克里瓦克斯心中一凜。如果真是這種變體,那它們的威脅程度遠超普通掘地蟲。不僅更難殺死,其攻擊附帶的效果也更為致命,尤其是在這狹窄空間,酸液噴濺開來,後果不堪設想。
“它們通常單獨活動還是……”克里瓦克斯追問。
“通常是小型群落,有簡單的協作捕獵意識。”碎巖敲擊道,複眼警惕地掃視著上方,“更麻煩的是,它們比普通掘地蟲更擅長利用現有孔洞和裂縫系統,行動更詭秘。回聲峽谷這種地方,對它們而言簡首是完美的獵場。”
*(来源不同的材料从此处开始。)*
PR #731, opened 2022-09-09
Iterate over sellerFees Map correctly

0xIsshiki:
`Object.keys` over a `Map` doesn't work; it will return an empty array.

### DIFF
--- a/src/sdk.ts
+++ b/src/sdk.ts
@@ -727,9 +727,9 @@ export class OpenSeaSDK {
       fees: Fees
     ): ConsiderationInputItem[] => {
       const sellerFees = fees.sellerFees;
-      return Object.keys(sellerFees).map((recipient) =>
-        getConsiderationItem(sellerFees.get(recipient) || 0, recipient)
-      );
+      return Array.from(sellerFees.entries()).map(([recipient, _]) => {
+        return getConsiderationItem(sellerFees.get(recipient) || 0, recipient);
+      });
     };
 
     return {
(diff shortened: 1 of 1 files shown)


src/sdk.ts
```diff
@@ -727,9 +727,9 @@ export class OpenSeaSDK {
       fees: Fees
     ): ConsiderationInputItem[] => {
       const sellerFees = fees.sellerFees;
-      return Object.keys(sellerFees).map((recipient) =>
-        getConsiderationItem(sellerFees.get(recipient) || 0, recipient)
-      );
+      return Array.from(sellerFees.entries()).map(([recipient, _]) => {
+        return getConsiderationItem(sellerFees.get(recipient) || 0, recipient);
+      });
```
sunwrobert, line 732:
```suggestion
      return Array.from(sellerFees.entries()).map(([recipient, basisPoints]) => {
        return getConsiderationItem(basisPoints, recipient);
      });
```

sunwrobert (approved):
Thanks for this! cc @sunnyshapir 

LGTM after suggested changes

sunwrobert:
> Thanks for this! cc @sunnyshapir
> 
> LGTM after suggested changes

Can you lint this actually? Then we can merge

0xIsshiki:
> > Thanks for this! cc @sunnyshapir
> > LGTM after suggested changes
> 
> Can you lint this actually? Then we can merge

Done!

Issue #734, opened 2022-09-11
Error: invalid BigNumber value


jackwolt:
Started getting this error today, on openseaSDK.createSellOrder() method with Node 16.14.0

```
await openseaSDK.createSellOrder({
        asset: {
             tokenId: item.id,
        },
        startAmount: item.startAmount, // 1.5
        endAmount: item.endAmount,  // 1.35  
        ...

        /** Getting id, prices - from my "item" array  */
 });
```

My current package.json
```
"dependencies": {
    "yarn": "^1.22.19",
    "@0x/subproviders": "^7.0.0",
    "@truffle/hdwallet-provider": "^2.0.14",
    "express": "^4.18.1",
    "opensea-js": "^4.0.8",
    "web3": "^1.7.5"
  }
```

Full error information.
```
Error: invalid BigNumber value (argument="value", value=undefined, code=INVALID_ARGUMENT, version=bignumber/5.6.2)
    at Logger.makeError (/app/node_modules/@ethersproject/logger/lib/index.js:233:21)
    at Logger.throwError (/app/node_modules/@ethersproject/logger/lib/index.js:242:20)
    at Logger.throwArgumentError (/app/node_modules/@ethersproject/logger/lib/index.js:245:21)
    at Function.BigNumber.from (/app/node_modules/@ethersproject/bignumber/lib/bignumber.js:239:23)
    at toBN (/app/node_modules/@ethersproject/bignumber/lib/bignumber.js:292:25)
    at BigNumber.add (/app/node_modules/@ethersproject/bignumber/lib/bignumber.js:57:43)
    at /app/node_modules/@opensea/seaport-js/lib/utils/order.js:151:43
    at Array.reduce (<anonymous>)
    at totalItemsAmount (/app/node_modules/@opensea/seaport-js/lib/utils/order.js:147:10)
    at Seaport.<anonymous> (/app/node_modules/@opensea/seaport-js/lib/seaport.js:285:76)
    at step (/app/node_modules/@opensea/seaport-js/lib/seaport.js:44:23)
    at Object.next (/app/node_modules/@opensea/seaport-js/lib/seaport.js:25:53)
    at fulfilled (/app/node_modules/@opensea/seaport-js/lib/seaport.js:16:58)
    at processTicksAndRejections (node:internal/process/task_queues:96:5) {
        reason: 'invalid BigNumber value',
        code: 'INVALID_ARGUMENT',
        argument: 'value',
        value: undefined
    }
```

[...]

PR #740, opened 2022-09-14
[bug fix] Spread over collection seller fees

0xIsshiki:
The considerationFeeItems array needs to be flat.

Fixes https://github.com/ProjectOpenSea/opensea-js/issues/734.

### DIFF
--- a/src/sdk.ts
+++ b/src/sdk.ts
@@ -833,7 +833,7 @@ export class OpenSeaSDK {
       });
     const considerationFeeItems = [
       openseaSellerFee,
-      collectionSellerFees,
+      ...collectionSellerFees,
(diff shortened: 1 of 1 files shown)


mr-friend (changes requested):
suggest using `.flat()` instead, `collectionSellerFees` can be `undefined` at this stage.
>const considerationFeeItems = [
      openseaSellerFee,
      collectionSellerFees,
      collectionSellerFees,
    ].filter((item): item is ConsiderationInputItem => item !== undefined)`.flat()`;

sunwrobert:
Fixing this in this PR: #746 thanks for bringing this up though.

PR #762, opened 2022-09-30
update fulfillment methods to accept domain

stephankmin:
- Add optional `domain` param to fulfillment methods to match functionality in `seaport-js` [PR](https://github.com/ProjectOpenSea/seaport-js/pull/117)
- Appends tags to fulfillment calldata


src/sdk.ts
```diff
@@ -947,9 +947,11 @@ export class OpenSeaSDK {
   private async fulfillPrivateOrder({
     order,
     accountAddress,
+    domain = "",
```
jtaaa, line 950: nit: don't think we need the default value

jtaaa (approved):

PR #779, opened 2022-10-25
add header to requests for tracking

sunnyshapir:
i'm not familiar with best practices when using custom tags so definitely open to suggestions, but just adding something to help gain some visibility into where certain requests are coming from


cterech (approved):
LGTM assuming we test it and the header gets through to DD

JoshuaSchmidt-OpenSea:
Added a new tag to requests for tracking

PR #844, opened 2023-02-28
Seaport v1.4 functionality

ryanio:
- Updates to seaport-js 1.0.9 with seaport v1.4 functionality
- Changes to create orders by default on seaport v1.4, unless v1.1 is passed into order.protocolAddress
- Bumps opensea-js version to 4.0.15


cterech (approved):

pravin120993:
`if (
      !(
        order.protocolAddress in
        [CROSS_CHAIN_SEAPORT_ADDRESS, CROSS_CHAIN_SEAPORT_V1_4_ADDRESS]
      )
    ) {
      throw new Error("Unsupported protocol");
    }`
    
   this is wrong `in` operator will check the index. this condition will be alway false. because of this i am getting `Unsupported protocol`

話音未落,左前方高處,另一個較大的孔洞邊緣,似乎又有極其細微的塵土簌簌落下。這次不止克里瓦克斯,附近另一名巡遊者戰士也幾乎同時做出了警示手勢。
碎巖立刻抬手,隊伍再次停下,緊貼巖壁。
等待。令人窒息的等待。除了風聲和漸息的自聲迴音,沒有其他動靜。那個孔洞黑漆漆的,毫無聲息。
但有了前一次的經驗,沒人認為那是錯覺或風吹。有什麼東西,在跟著他們,在巖壁內部的通道網路裡,與他們平行移動,甚至可能超前佈置。
“不能等了。”碎巖終於敲擊出聲,這次聲音帶著決斷,“痕跡新鮮,它們知道我們在這裡,可能在集結,或者在尋找最佳伏擊點。我們必須加快速度,在它們完成合圍前,衝出峽谷!”
加速,意味著要承受更大的聲響和回聲,意味著更容易暴露每一步的位置。但繼續這樣慢吞吞地、在對方監視下移動,無異於等死。
“改變隊形!”碎巖快速下令,“前導小組擴大偵查範圍,但不要脫離視線!側翼收縮,重點保護中隊兩翼上方!所有能戰鬥的,準備好近戰和投擲武器!傷員互相攙扶,跟上速度!目標是峽谷出口,不惜代價衝過去!”
命令被迅速傳遞。隊伍的氣氛陡然從極致的壓抑轉變為臨戰前的緊繃。傷員的臉上露出痛苦,但求生的慾望壓過了一切。戰士們握緊了武器,複眼在昏暗光線中閃爍著寒光。
克里瓦克斯和堅殼對視一眼。堅殼的資訊素傳來“跟緊我”的意念。克里瓦克斯點頭,將手中的礦鎬殘柄握得更緊,同時再次嘗試調動【巖感纖毛】。雖然回聲干擾嚴重,但如果巖壁內部有大規模、快速的掘進或移動,或許還能捕捉到一些最首接的、非反射的震動。
碎巖深吸一口氣,率先邁開了步子。這一次,腳步聲不再刻意輕柔,而是帶著一種決絕的、衝刺般的節奏。
“前進!”
隊伍開始加速,如同一條受驚的蜈蚣,在佈滿孔洞的巖壁間疾行。雜沓的腳步聲、甲殼摩擦聲、傷員的悶哼聲,瞬間被峽谷放大,變成一片轟鳴般的、混亂的迴音響潮,向著前後左右奔湧而去。
他們放棄了隱蔽,選擇了速度。用巨大的噪音,換取離開這個死亡陷阱的一線生機。
而兩側高聳的、佈滿黑洞的巖壁,依舊沉默。只是那沉默之中,似乎有更多窸窣的、被巨大回音掩蓋的細微動靜,正在從無數孔洞深處,匯聚而來。